(coluna originalmente publicada em 29 de maio de 2019)
Parece que a cada clipe lançado por LUCy (assim mesmo) sempre tem gente que brota para dizer que ela deveria voltar para o "lugar dela", o bom e velho forró que tanto faz bem. Há alguns dias, Lucy Alves soltou o vídeo da música ‘Mexe Mexe’. O clipe abusa das cores neons, batidas que remetem ao techno-brega, sensualidade e dança. E não tem nada de errado nisso.
Não é sobre gostar ou não do novo trabalho. É sobre a pressão para que ela seja algo que, supostamente, é pré-estabelecido. “volta pro forró” e “fica linda cantando forrozinho pé de serra” são alguns dos comentários no clipe lançado no YouTube. Convido você para um exercício, uma análise de um trecho do histórico de LUCy (não necessariamente apresentado na ordem cronológica dos fatos). Formou-se em música pela Universidade Federal da Paraíba. Passou pelo reggae. Foi para o forró. Também frevo. Até samba-enredo. Empunhou sanfona, violino, violão. Alcançou milhares, me arrisco a dizer milhões, de pessoas quando chegou na grande mídia. Chegou no pop. “O que a gente queria explorar na capa era que ali estou na minha essência nua e crua. Vai além do corpo. É minha alma nordestina. O álbum que está por vir fala de amor e estou nessa fase em que quero sensualizar mesmo”, disse a multi-instrumentista em entrevista ao Extra publicada no último dia 19. Mulher de fases (e não somos todas nós?).
E o pop surge como algo que incomoda. É como se a massificação fosse algo ruim, como se enxergar música como entretenimento fosse um pecado. Isso aconteceu recentemente com Alice Caymmi (por coincidência ou não, uma das compositoras de ‘Mexe Mexe’). O sobrenome já suga a atenção, não é? Ela vem de uma família de forte atuação na música, por várias gerações: Dorival. Danilo. Dori. Nana -- e é ela quem eu cito em seguida. A tia de Alice* deu uma polêmica entrevista à Folha de São Paulo em março deste ano, onde, em uma verborragia quase lunática, criticou a nova geração da família e foi sarcástica ao dizer que achava que Alice “ia dar mel, mas não deu”.

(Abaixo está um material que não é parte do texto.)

Issue #5388, opened 2026-03-09
RPC calls optimisation


sbackend123:
## Problem

Depending on the chain, the block time may differ.

We currently have several issues related to RPC calls:

* **Timeout is too short**, which causes the connection to drop and forces us to retry the RPC call.
* **Redundant RPC calls**: the same RPC requests are executed multiple times for the same transactions.

There may be additional issues as well, and this is currently being investigated.

## Notes

Since block time varies across chains, the current RPC behavior may be especially problematic on slower chains.

sbackend123:
Update: according to [dashboard](https://grafana.proxy.ethswarm.org/d/sb4522j/rpc-calls?folderUid=dffio3swnaxogb&orgId=1&from=now-1h&to=now&timezone=browser) most our RPC calls are **block_number** and **eth_logs** which are used in several components

PR #5394, opened 2026-03-12
feat: optimize rpc calls

sbackend123:
### Checklist

### Description
Removed  RPC patterns in the transaction flow. Added cache layer for BlockNumber rpc call.
Fixed lint issues in the new cache package and cleaned up minor lint findings in adjacent test/helper code.

### Related Issue (Optional)
https://github.com/ethersphere/bee/issues/5388

Screenshot from 2026-03-16 13-29-22
 
 Highly likely hit ratio is low because of high load errors (EOF), which is fix by [PR](https://github.com/ethersphere/bee/pull/5341)


cmd/bee/cmd/deploy.go
```diff
@@ -60,6 +60,7 @@ func (c *command) initDeployCmd() error {
 				blocktime,
 				true,
 				c.config.GetUint64(optionNameMinimumGasTipCap),
+				blocktime-2,
```
gacevicljubisa: Just to note that current blocktime on our CI is 1s. So this way caching is not used there... How we could achive to use it there?

pkg/bmt/proof_test.go
```diff
@@ -26,7 +26,7 @@ func TestProofCorrectness(t *testing.T) {
 	verifySegments := func(t *testing.T, exp []string, found [][]byte) {
 		t.Helper()
 
-		var expSegments [][]byte
+		expSegments := make([][]byte, 0, len(exp))
```
gacevicljubisa, line 29: These are fine but feel like they belong in a separate PR.

pkg/node/chain.go
```diff
@@ -51,6 +51,7 @@ func InitChain(
 	pollingInterval time.Duration,
 	chainEnabled bool,
 	minimumGasTipCap uint64,
+	blockCacheTTl time.Duration,
```
gacevicljubisa: Typo blockCacheTTl -> blockCacheTTL

pkg/transaction/wrapped/cache/metrics.go
```diff
@@ -0,0 +1,91 @@
...
+		Invalidates: prometheus.NewCounter(prometheus.CounterOpts{
+			Namespace: m.Namespace,
+			Subsystem: subsystem,
+			Name:      prefix + "_invalidations",
+			Help:      prefix + " cache invalidations",
+		}),
+	}
+}
+
+func NewMetrics() Metrics {
```
gacevicljubisa: Seems not used (dead code).

pkg/transaction/wrapped/cache/cache.go
```diff
@@ -0,0 +1,107 @@
...
+	c.metrics.Misses.Inc()
+
+	result, err, shared := c.group.Do(string(c.key), func() (any, error) {
+		c.metrics.Loads.Inc()
+		val, err := loader()
+		if err != nil {
+			c.metrics.LoadErrors.Inc()
+			return val, err
+		}
+		c.Set(val, time.Now())
```
gacevicljubisa: Should we use here `now` from argument?

gacevicljubisa: What could happen if loader takes a while?

gacevicljubisa:
**Suggestion:** Instead of a fixed TTL (`blocktime*85/100`, `blocktime-2`) + `BlockNumber` RPC, use a single `HeaderByNumber(nil)` call periodically to get **both** the block number and timestamp, then extrapolate between syncs with zero RPC calls.

**How it works:**
- Every ~20 blocks, call `HeaderByNumber(nil)` (latest) — returns block number + timestamp in one RPC call. Store as anchor point.
- Between syncs, estimate the current block from pure math: `currentBlock = anchorBlock + (now - anchorTimestamp) / blockTime`. No RPC calls at all.
- Cache TTL: `anchorTimestamp + (currentBlock - anchorBlock + 1) * blockTime - now`.
?

pkg/transaction/wrapped/cache/cache.go
sbackend123: I do not think so because there is difference between time when we request value and time, when we set new value if we had to load it.

pkg/bmt/proof_test.go
sbackend123: Yes, but linter was failing so I decided to fix everything. Next time will create separate PR

cmd/bee/cmd/deploy.go
sbackend123: In deploy.go blockTime is hardcoded by itself. But if we are talking about CI, normally  cacheTTL is about 85% of block time, so even if it is 1 second, than we will get 850 ms

pkg/transaction/wrapped/cache/cache.go
```diff
@@ -0,0 +1,107 @@
+// Copyright 2025 The Swarm Authors. All rights reserved.
```
janos: 2026

pkg/transaction/wrapped/cache/cache_test.go
```diff
@@ -0,0 +1,189 @@
+// Copyright 2025 The Swarm Authors. All rights reserved.
```
janos: 2026

pkg/transaction/wrapped/cache/keys.go
```diff
@@ -0,0 +1,10 @@
+// Copyright 2025 The Swarm Authors. All rights reserved.
```
janos: 2026

pkg/transaction/wrapped/cache/metrics.go
```diff
@@ -0,0 +1,84 @@
+// Copyright 2025 The Swarm Authors. All rights reserved.
```
janos: 2026

pkg/transaction/wrapped/cache/cache.go
```diff
@@ -0,0 +1,107 @@
...
+type ExpiringSingleFlightCache[T any] struct {
+	ttl time.Duration
+
+	mu        sync.RWMutex
+	value     T
+	valid     bool
+	expiresAt time.Time
+
+	group   singleflight.Group
+	key     Key
```
janos: The key here is only used in metrics and in c.group.Do as the key, but that key is always the same as the singleflight group is the same and the key is the same for the same instance of the ExpiringSingleFlightCache type. I owuld suggest to remove the Key type and just to provide the metrics prefix string in the constructor NewExpiringSingleFlightCache.

pkg/transaction/wrapped/cache/metrics.go
```diff
@@ -0,0 +1,84 @@
...
+	Invalidates prometheus.Counter
+}
+
+type Metrics struct {
+	BlockNumber metricSet
+	Unknown     metricSet
+}
+
+func newMetricSet(prefix string) metricSet {
+	subsystem := "eth_backend_cache"
```
janos, line 21: Maybe to append the prefix to subsystem once instead to prepend to every metric name. The end result (final metric name) should be the same.

pkg/transaction/wrapped/cache/cache_test.go
```diff
@@ -0,0 +1,189 @@
...
+			defer wg.Done()
+			results[idx], errs[idx] = c.GetOrLoad(time.Now(), func() (uint64, error) {
+				loadCount.Add(1)
+				<-gate
+				return 77, nil
+			})
+		}(i)
+	}
+
+	time.Sleep(50 * time.Millisecond)
```
janos: Could synctest be used here to avoid sleeping and potentially have a flaky test as synchronization not happen in 50ms?

pkg/transaction/wrapped/cache/cache.go
```diff
@@ -0,0 +1,107 @@
...
+
+func (c *ExpiringSingleFlightCache[T]) GetOrLoad(now time.Time, loader Loader[T]) (T, error) {
+	if v, ok := c.Get(now); ok {
+		c.metrics.Hits.Inc()
+		return v, nil
+	}
+
+	c.metrics.Misses.Inc()
+
+	result, err, shared := c.group.Do(string(c.key), func() (any, error) {
```
janos: This group is always calling the same key, so it can be even the static string.

pkg/transaction/wrapped/wrapped.go
```diff
@@ -61,14 +69,17 @@ func (b *wrappedBackend) TransactionByHash(ctx context.Context, hash common.Hash
...
-	if err != nil {
-		b.metrics.TotalRPCErrors.Inc()
-		return 0, err
-	}
-	return blockNumber, nil
+	return b.blockNumberCache.GetOrLoad(time.Now(), func() (uint64, error) {
+		b.metrics.TotalRPCCalls.Inc()
+		b.metrics.BlockNumberCalls.Inc()
+
+		blockNumber, err := b.backend.BlockNumber(ctx)
```
janos: The problem with the golang.org/x/sync/singleflight is that it is not context.Context aware. The context that is passed from the first caller will influence the end result of all other callers of this function. Meaning, if the first caller cancels or times out on the context, all other callers will receive that error even if they did not cancel or the timeout for their call did not happen. This is why I've created the resenje.org/signleflight, that is context aware and will not terminate the execution of the function until all callers terminate their contexts. There are a few places where resenje.org/singleflight is used in bee, if you like, you can look at it and consider using if you see important for this case. Basically GetOrLoad would require to accept context, pass to signleflight.Do and the context from the callback would be used in b.backend.BlockNumber.

cmd/bee/cmd/deploy.go
janos: This is very strange, as block time is defined as `const blocktime = 15` on line 16, which is actually a nanosecond. As that is passed in poolingInterval, it looks to me that it is a very short time, I suppose that block time should be in minutes, not nanoseconds. Luckily, this is only for the deploy command. Bee has its own block time passed from options. I believe that line 16 in this file should look like this `const blocktime = 15 * time.Minute`, which is not related to this PR.

Also what happens if blocktime value is 1 (if someone changes the constant) and we have a negative duration? If the constant is changed to the much longer value like 15*time.Minute, literal 2 in here would reduce only two nanoseconds from that large number.

pkg/transaction/wrapped/cache/cache.go
```diff
@@ -0,0 +1,107 @@
...
+	return zero, false
+}
+
+func (c *ExpiringSingleFlightCache[T]) Set(value T, now time.Time) {
+	c.mu.Lock()
+	defer c.mu.Unlock()
+
+	c.value = value
+	c.valid = true
+	c.expiresAt = now.Add(c.ttl)
```
janos: Ideally, for the block number caching, the expiration time should be the time when the next block number is expected and that is around the block time interval. This is to have as least as possible time when the cache is reporting the older block number comapred what is the current block number.

In this generalized caching implementation, it is hard to generalize such requirement as it is very specific to how the block number is increased (in some ~ period, that is configurable). So the ideal situation would be to calculate what would be the time of the next block number and to set expiresAt to that time, or a bit later. And to watch if the block number is actually increased.

In the current implementation, the worst case would be that the cache will keep the block number cache up to the block time (15 minutes, for example on some networks) when the actual block number is increased, if the value is set on the cache a moment before the new block number. On average, statistically in a very large sample of caching, that time would be half of the block time (7 minutes).

I am not sure if such precision is needed, and if the delay of the new block number of up to the whole block time is acceptable. This is just my observation.

gacevicljubisa:
I don't see how this cache meaningfully reduces RPC calls. The BlockNumber callers (postage listener, storage incentives, tx confirmation, API) run on independent staggered timers and rarely overlap within the same block window. With the TTL at 85% of block time, each caller almost always finds the cache expired by its next poll, resulting in a fresh RPC call anyway. The singleflight deduplication only helps when callers hit BlockNumber at the exact same instant, which is uncommon given the staggered schedules. On Gnosis mainnet the block time is only 5s, so the cache TTL would be ~4.25s — hardly enough to span multiple independent caller cycles.

If we do want to reduce BlockNumber RPC calls, a more effective approach would be to use a single HeaderByNumber(nil) call periodically (e.g. every ~20 blocks, or more) to get both the block number and timestamp, then extrapolate between syncs: currentBlock = anchorBlock + (now - anchorTimestamp) / blockTime (mentioned [here](https://github.com/ethersphere/bee/pull/5394#issuecomment-4067744700)). 

The filterPendingTransactions refactor (eliminating redundant TransactionByHash calls in nextNonce) is a genuine improvement and worth keeping.

@janos wdyt?

janos:
> I don't see how this cache meaningfully reduces RPC calls. The BlockNumber callers (postage listener, storage incentives, tx confirmation, API) run on independent staggered timers and rarely overlap within the same block window. With the TTL at 85% of block time, each caller almost always finds the cache expired by its next poll, resulting in a fresh RPC call anyway. The singleflight deduplication only helps when callers hit BlockNumber at the exact same instant, which is uncommon given the staggered schedules. On Gnosis mainnet the block time is only 5s, so the cache TTL would be ~4.25s — hardly enough to span multiple independent caller cycles.
> 
> If we do want to reduce BlockNumber RPC calls, a more effective approach would be to use a single HeaderByNumber(nil) call periodically (e.g. every ~20 blocks, or more) to get both the block number and timestamp, then extrapolate between syncs: currentBlock = anchorBlock + (now - anchorTimestamp) / blockTime (mentioned [here](https://github.com/ethersphere/bee/pull/5394#issuecomment-4067744700)).
> 
> The filterPendingTransactions refactor (eliminating redundant TransactionByHash calls in nextNonce) is a genuine improvement and worth keeping.
> 
> @janos wdyt?

Yes, given that block numbers are changing very frequently on 5 to 12s depending on the network (gnosis and sepolia), but not exactly the same period every time. It is a very good suggestion to calculate block number as you described to reduce even more the frequency of rpc call to get the block number and estimate the block time by HeaderByNumber. In that case even signleflight is not needed, as internally, block numbers will always be returned by its specific cache.

I would even go further and use the block time value that is calculated from the HeaderByNumber instead specifying it using options statically.

The consequence could be that it is required to get the block number as the node startup as both block number and block time are needed as known values.  Maybe that is even good to do, and to exit the application in case that there are problems with the rpc endpoint when getting the block number on start. Just thinking.

sbackend123:
> **Suggestion:** Instead of a fixed TTL (`blocktime*85/100`, `blocktime-2`) + `BlockNumber` RPC, use a single `HeaderByNumber(nil)` call periodically to get **both** the block number and timestamp, then extrapolate between syncs with zero RPC calls.
> 
> **How it works:**
> 
>     * Every ~20 blocks, call `HeaderByNumber(nil)` (latest) — returns block number + timestamp in one RPC call. Store as anchor point.
> 
>     * Between syncs, estimate the current block from pure math: `currentBlock = anchorBlock + (now - anchorTimestamp) / blockTime`. No RPC calls at all.
> 
>     * Cache TTL: `anchorTimestamp + (currentBlock - anchorBlock + 1) * blockTime - now`.
>       ?

For me it sounds like overengineering a little bit from one side, and not so flexible implementations from another side (may be I miss smth?). I thought about whatif would like to cache another type of value? Than 

> > I don't see how this cache meaningfully reduces RPC calls. The BlockNumber callers (postage listener, storage incentives, tx confirmation, API) run on independent staggered timers and rarely overlap within the same block window. With the TTL at 85% of block time, each caller almost always finds the cache expired by its next poll, resulting in a fresh RPC call anyway. The singleflight deduplication only helps when callers hit BlockNumber at the exact same instant, which is uncommon given the staggered schedules. On Gnosis mainnet the block time is only 5s, so the cache TTL would be ~4.25s — hardly enough to span multiple independent caller cycles.
> > If we do want to reduce BlockNumber RPC calls, a more effective approach would be to use a single HeaderByNumber(nil) call periodically (e.g. every ~20 blocks, or more) to get both the block number and timestamp, then extrapolate between syncs: currentBlock = anchorBlock + (now - anchorTimestamp) / blockTime (mentioned [here](https://github.com/ethersphere/bee/pull/5394#issuecomment-4067744700)).
> > The filterPendingTransactions refactor (eliminating redundant TransactionByHash calls in nextNonce) is a genuine improvement and worth keeping.
> > @janos wdyt?
> 
> Yes, given that block numbers are changing very frequently on 5 to 12s depending on the network (gnosis and sepolia), but not exactly the same period every time. It is a very good suggestion to calculate block number as you described to reduce even more the frequency of rpc call to get the block number and estimate the block time by HeaderByNumber. In that case even signleflight is not needed, as internally, block numbers will always be returned by its specific cache.
> 
> I would even go further and use the block time value that is calculated from the HeaderByNumber instead specifying it using options statically.
> 
> The consequence could be that it is required to get the block number as the node startup as both block number and block time are needed as known values. Maybe that is even good to do, and to exit the application in case that there are problems with the rpc endpoint when getting the block number on start. Just thinking.

I have couple of concerns:
1. Drift over time: block production is not perfectly uniform, so we can accumulate error between syncs, especially if the resync interval is relatively large.

2. Risk of overshooting: extrapolation may produce a block number that has not actually been produced yet
 
3. With this approach we resolve problem with block_number call only. If in future we would need to reduce some other rpc calls, we might need to add smth else. 

I think, there can be other corner cases, which would be more difficult to catch, since  debugging will become more complex.

gacevicljubisa:
1. Drift over time
 - Block time variance on Gnosis is small (typically <1s around the 5s average). With a resync every ~20 blocks (~100s), the maximum accumulated error is ~1 block. Using floor() in the extrapolation ensures you never jump ahead. 
 - You can also calculate average block time dynamically on each resync
2. Risk of overshooting
 - `floor((now - anchorTimestamp) / blockTime)` naturally rounds down, so you'll be at most 1 block behind
3. Only solves block_number 
 - true, but also, using only caching layer, I am not sure how much can we achive with other rpc calls

pkg/storer/reserve_test.go
```diff
@@ -543,6 +543,7 @@ func TestSubscribeBin(t *testing.T) {
 			chunks             = make([]swarm.Chunk, 0, int(chunksPerPO)*2)
 			putter             = storer.ReservePutter()
 		)
+		chunks = make([]swarm.Chunk, 0, chunksPerPO*2)
```
gacevicljubisa: it is a duplicate,there is already allocation on line 543

pkg/transaction/wrapped/cache/metrics.go
```diff
@@ -0,0 +1,75 @@
...
+
+type metricSet struct {
+	Hits        prometheus.Counter
+	Misses      prometheus.Counter
+	Loads       prometheus.Counter
+	SharedLoads prometheus.Counter
+	LoadErrors  prometheus.Counter
+}
+
+type Metrics struct {
```
gacevicljubisa: Dead code, both Metrics struct and Collectors() method remain in the code but are never referenced.

pkg/transaction/wrapped/wrapped.go
```diff
@@ -61,14 +84,66 @@ func (b *wrappedBackend) TransactionByHash(ctx context.Context, hash common.Hash
...
+	anchor, err := b.blockNumberCache.PeekOrLoad(
+		ctx,
+		now,
+		func(anchor blockNumberAnchor, expiresAt, now time.Time) (bool, time.Time) {
+			if now.Before(expiresAt) {
+				return true, expiresAt
+			}
+
+			_, elapsedBlocks := b.estimatedBlockNumberWithElapsed(anchor, now)
+			if elapsedBlocks <= b.blockSyncInterval {
```
gacevicljubisa: Should this be < instead?

go.mod
```diff
@@ -58,6 +58,8 @@ require (
 	resenje.org/web v0.4.3
 )
 
+require github.com/kylelemons/godebug v1.1.0 // indirect
```
gacevicljubisa: Why is this added?

pkg/transaction/transaction.go
```diff
@@ -392,19 +392,15 @@ func (t *transactionService) nextNonce(ctx context.Context) (uint64, error) {
...
 
 	// PendingNonceAt returns the nonce we should use, but we will
 	// compare this to our pending tx list, therefore the -1.
 	maxNonce := onchainNonce - 1
-	for _, txHash := range pendingTxs {
-		trx, _, err := t.backend.TransactionByHash(ctx, txHash)
-		if err != nil {
-			t.logger.Error(err, "pending transaction not found", "tx", txHash)
-			return 0, err
+	for _, trx := range pending {
```
gacevicljubisa: Maybe add a warning here:

```suggestion
	for txHash, trx := range pending {
		if trx == nil {
			t.logger.Warning("pending transaction data unavailable, relying on onchain nonce", "tx", txHash)
			continue
		}
		maxNonce = max(maxNonce, trx.Nonce())
	}
```

pkg/storer/reserve_test.go
acud: that's also why the linter is complaining

pkg/transaction/wrapped/wrapped.go
```diff
@@ -8,29 +8,52 @@ import (
...
 
 	"github.com/ethereum/go-ethereum"
 	"github.com/ethereum/go-ethereum/common"
 	"github.com/ethereum/go-ethereum/core/types"
 	"github.com/ethersphere/bee/v2/pkg/transaction"
 	"github.com/ethersphere/bee/v2/pkg/transaction/backend"
+	"github.com/ethersphere/bee/v2/pkg/transaction/wrapped/cache"
 )
 
+const defaultBlockSyncInterval = 10
```
acud: if the value is always this one, i think it makes more sense to have the CLI flag default to be 10 and get rid of this const. it just complicates the configuration and adjustment (and gets rid of the necessity of using a sentinel value)

pkg/transaction/wrapped/cache/cache.go
```diff
@@ -0,0 +1,103 @@
...
+		c.metrics.SharedLoads,
+		c.metrics.LoadErrors,
+	}
+}
+
+func (c *ExpiringSingleFlightCache[T]) Peek() (T, time.Time, bool) {
+	c.mu.RLock()
+	defer c.mu.RUnlock()
+
+	if c.valid {
```
acud: if this generalized cache object is already aware of the `expiresAt` time, i think that it can already be "smart enough" to know something has expired already. you can already determine here whether `valid` is still valid, and in fact you can do away with the field on the type altogether and just check whether `now() >= expiresAt`, since any subsequent usage of this value has to also compare `now` to the `expiresAt` time (otherwise you're blindly using that value).

also a note that generics increases the complexity here with no obvious place where it can be reused.

pkg/transaction/wrapped/cache/cache.go
```diff
@@ -0,0 +1,101 @@
...
+	return []prometheus.Collector{
+		c.metrics.Hits,
+		c.metrics.Misses,
+		c.metrics.Loads,
+		c.metrics.SharedLoads,
+		c.metrics.LoadErrors,
+	}
+}
+
+func (c *ExpiringSingleFlightCache[T]) Peek() (T, time.Time, bool) {
```
acud: this method does not need to be exported apart from for unit tests. can we not have it tested by just checking the callbacks?

pkg/transaction/wrapped/cache/cache.go
```diff
@@ -0,0 +1,101 @@
...
+func (c *ExpiringSingleFlightCache[T]) Set(value T, expiresAt time.Time) {
+	c.mu.Lock()
+	defer c.mu.Unlock()
+
+	c.value = value
+	c.expiresAt = expiresAt
+}
+
+func (c *ExpiringSingleFlightCache[T]) PeekOrLoad(ctx context.Context, now time.Time, canReuse ReuseEvaluator[T], loader Loader[T]) (T, error) {
+	if value, expiresAt, ok := c.Peek(); ok {
```
acud: i am not 100% sure that `Peek` is needed. since the cache is expiring, and it already has a notion of expiration time, then why do you need to use both peer _and_ pass `now` (passed by the caller) back _to_ the caller using the data they have already provided just in order to check whether `now() >= expirationTime`?

would it not be easier to inline the mutex locking and the `now>expirationTime` check?

pkg/transaction/wrapped/cache/cache.go
sbackend123: Yes, we can

pkg/transaction/wrapped/cache/cache.go
sbackend123: Maybe I’m going too much into the details, but PeekOrLoad is already not the most trivial function, and I would keep Peek at least to avoid expanding PeekOrLoad(). Especially since there is also Set, which works with the mutex as well, so we end up with three methods, each responsible for a specific task. Does it makes sense for you?

acud: Yes I agree it is not trivial and there's already a bit too much indirection for what it is supposed to do. I just find it odd that the caller passes `now` to `PeekOrLoad`... just to end up getting it back in the callback (plus shadowing) and do the relevance check in the callback with:
```go
			if now.Before(expiresAt) {
				return true, expiresAt
			}
```
So why pass `now` at all? you can have it cleaner with just passing `c.value` and `c.expiresAt` into the callback and tell the callback to do the check and call it a day. In both cases `Peek` is not needed.

sbackend123: Ok, simplified

pkg/transaction/wrapped/wrapped.go
```diff
@@ -61,14 +79,65 @@ func (b *wrappedBackend) TransactionByHash(ctx context.Context, hash common.Hash
...
+			if header == nil || header.Number == nil {
+				b.metrics.TotalRPCErrors.Inc()
+				return blockNumberAnchor{}, time.Time{}, errors.New("latest block header unavailable")
+			}
+
+			anchor := blockNumberAnchor{
+				number:    header.Number.Uint64(),
+				timestamp: time.Unix(int64(header.Time), 0).UTC(),
+			}
+			return anchor, b.nextExpectedBlockTime(anchor, 0), nil
```
acud: i'm not sure i understand this very well. intuitively i'm interpreting this as `this fetched block value will expire in the next upcoming block tick`, but the whole change is about "caching" (or trusting the guessing of block numbers) in chunks (i.e. expiration date is more like a `next sync` date).
also, the passing of `0` here as a time value isn't clear - why?

pkg/transaction/wrapped/wrapped.go
```diff
@@ -8,29 +8,47 @@ import (
...
+) transaction.Backend {
 	return &wrappedBackend{
-		backend:          backend,
-		minimumGasTipCap: int64(minimumGasTipCap),
-		metrics:          newMetrics(),
+		backend:           backend,
+		minimumGasTipCap:  int64(minimumGasTipCap),
+		blockTime:         blockTime,
+		metrics:           newMetrics(),
+		blockSyncInterval: blockSyncInterval,
```
gacevicljubisa, line 54: We should prevent `blockSyncInterval` to be 0. Maybe to set it to 1 in that case?
In pkg/transaction/wrapped/wrapped.go#L135 division by zero can happen

sbackend123: Fixed

pkg/transaction/wrapped/wrapped.go
sbackend123: After brief discussion decided to remove expiresAt, so nextExpectedBlockTime is not needed anymore and we can simplify implementation

cmd/bee/cmd/cmd.go
```diff
@@ -61,6 +61,7 @@ const (
 	optionNameRedistributionAddress        = "redistribution-address"
 	optionNameStakingAddress               = "staking-address"
 	optionNameBlockTime                    = "block-time"
+	optionNameBlockSyncInterval            = "block-sync-interval"
```
akrem-chabchoub, line 64: Please update the `packaging` folder with the new flag (in `docker-compose`,...)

A jovem cantora de 29 anos replicou em seu Instagram: “durante aproximadamente dez anos de carreira me foi perguntado o que significa fazer parte da minha família de sangue. Falava-se em um peso, uma carga. Cantar não é nem nunca foi um peso pra mim, cantar me liberta. Porém a que custo consegui chegar até aqui? A custo de muita rejeição e por vezes violência, violência essa que perdura e se estende até a quem não tem nada a ver com isso”, disse.
Posso citar aqui três fortes nomes do forró que experimentaram e desagradaram muita gente que esperava por algo diferente. Dominguinhos e o Trio Nordestino incluíram na década de 1970 bateria, baixo elétrico e guitarra elétrica em suas canções, assim como o Luiz Gonzaga nos anos 1980 -- e nem por isso suas figuras perderam a majestade.
Já imaginou o quanto Elba Ramalho foi criticada quando deixou o teatro e foi para a música? Quando deu um tempo na bateria e assumiu os microfones? Quando foi do xote ao maracatu, do frevo ao baião, do forró à MPB, da MPB à uma fase que faz referências ao rock e manguebeat (ouça ‘Calcanhar’, parceria dela com a Barca dos Corações Partidos)?
Outro bom exercício é lembrar que a sanfona, por mais que seja um símbolo nordestino, não veio da nossa Região. Nem do nosso país. O acordeão como conhecemos foi fabricado na Alemanha em 1822 e só chegou no Brasil quando imigrantes europeus trouxeram a Concertina, como se chamava. Antes dela, a rabeca foi o primeiro instrumento melódico que entrou no forró, na mesma época em que o gênero incluía o pife brasileiro. Pela lógica da tradição, é mais contundente que a artista fique nesses dois instrumentos e nada mais. Radical? É a categoria em que eu coloco quem insiste em depositar suas próprias expectativas e vontades na carreira de LUCy.
Não querem fazer dela uma figura sensual, cosmopolita, diva pop. É ela quem quer isso e ela quem está mandando em sua própria criação. Inclusive, foi LUCy, em parceria com Alê Siqueira, quem fez o arranjo de 'Mexe Mexe' (que conta com uma batida feita em cima do som da zabumba, com a linha melódica do violino e da sanfona).
LUCy é uma mulher. LUCy é negra. LUCy é nordestina. E deve ser, além disso tudo, o que mais ela quiser, porque já bastam todas as caixas que nos colocam por causa do nosso DNA.